米民間雇用サービス会社ADPが発表した2月の全米雇用リポートによると非農業部門の雇用者数が前月から29万8000人増と、市場予想(約19万人)を大幅に上回った。建設業が11年ぶりの増加幅となり、製造業は統計で遡れる2002年以降で2番目の伸びを記録した。暖冬の影響であり、しかも、たかだか「ADP」ごときの統計でマーケットがこれほどの反応をしたことのほうがむしろ驚きである。

これで17万5000人を見込む明日のNFPも振れする公算が高まった。CMEフェドウオッチは、次回FOMCの利上げ織り込みが97%まで上昇した。

ドル円は一目均衡表の雲のねじれにさしかかっている。上抜けるには絶妙のタイミングだ。
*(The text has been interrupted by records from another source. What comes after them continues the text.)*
PR #310, opened 2026-05-12
Adding context path to enumerated context, specifying test dir correctly

LeStarch:
| | |
|:---|:---|
|**_Related Issue(s)_**|  |

---
## Change Description

This makes execution of UTs faster by specifying a directory to enumerate in.

### DIFF
--- a/src/fprime/fbuild/target.py
+++ b/src/fprime/fbuild/target.py
@@ -13,10 +13,13 @@ from enum import Enum
 from pathlib import Path
 from typing import Dict, List, Set, Tuple
 
-from .enumerator import BuildTargetEnumerator
+from .enumerator import BuildTargetEnumerator, EnumeratedContext
 from .types import BuildType, NoSuchTargetException
 
-TargetContext = Tuple[List[str], Path]
+
+ExecuteContext = Path
+""" Context for execute calls (execute, is_supported) which represents the path where the target is being executed """
+
 
 
 class TargetScope(Enum):
@@ -47,7 +50,7 @@ class ExecutableAction(ABC):
         self.scope = scope
 
     @abstractmethod
-    def is_supported(self, builder: "Build", context_path: Path):
+    def is_supported(self, builder: "Build", context_path: ExecuteContext) -> bool:
         """Is this target supported via the given contextual path"""
         pass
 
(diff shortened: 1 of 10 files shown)


src/fprime/fbuild/target.py
```diff
@@ -358,10 +358,11 @@ class BuildSystemTarget(Target):
...
         self,
         builder: "Build",
-        context: TargetContext,
+        context_with_path: TargetContext,
         args: Tuple[Dict[str, str], List[str], Dict[str, bool]],
     ):
         # Ensure the cache is refreshed
+        context, context_path = context_with_path
         context = ["refresh_cache"] + context
         for build_target in context:
```
thomas-bc, line 372: bug here? should now be `context[0]`?

src/fprime/fbuild/target.py
```diff
@@ -16,7 +16,7 @@
 from .enumerator import BuildTargetEnumerator
 from .types import BuildType, NoSuchTargetException
 
-TargetContext = List[str]
+TargetContext = Tuple[List[str], Path]
```
thomas-bc: would be good to add a little docstring as to what this tuple represents

src/fprime/fbuild/target.py
thomas-bc, line 1: I think there's likely a bug in `any_supported()` now, it should also take the first argument of context 

https://github.com/lestarch/fprime-tools/blob/a9754f110fadee42074d5deb607c6fd0b5c42435/src/fprime/fbuild/target.py#L164

thomas-bc: if not, the type hint is wrong

src/fprime/fbuild/target.py
thomas-bc: Actually... I'd argue that a better approach would be to keep `TargetContext` as is, and introduce a new `TargetContextWithPath` tuple. Then the type hinting and logic becomes a lot clearer. 

Code like this worries me:

```
context, context_path = context
```

thomas-bc (changes requested):
I'm a bit worried that we're duct-taping a thing into a pre-existing type and the mental model is now hard to follow. I'd recommend, rather than modifying `TargetContext` to change its type entirely, introduce a new `TargetContextWithPath` tuple, and use that where needed.

src/fprime/fbuild/target.py
thomas-bc: nvm, it shouldn't, but has to do with the hard-to-follow mental model note above

src/fprime/fbuild/target.py
LeStarch: Why do is worry you?  Because context is used twice?

thomas-bc (approved):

115円10銭が雲の上限で4月までよこばい。上値は軽く見える。

なんだかんだ言っても、結局は米国長期金利に尽きる。10年債利回りは再び上昇し、ビル・グロスが「長期ベアマーケット入りの目途」とした2.6%に最接近。FOMCでの利上げは織り込み済みだが、その後の利上げペース次第で2.6%は抜けてくるだろう。そうなればドル円も円安トレンドに回帰するだろう。

米国10年債利回りの2.6%抜けで、相場の潮目が変わるだろう。機関投資家であれば年度内、最後で最大のポイントだ。決算期を気にしなくてよい個人投資家にとっては、いくつかある重要イベントのひとつに過ぎないが。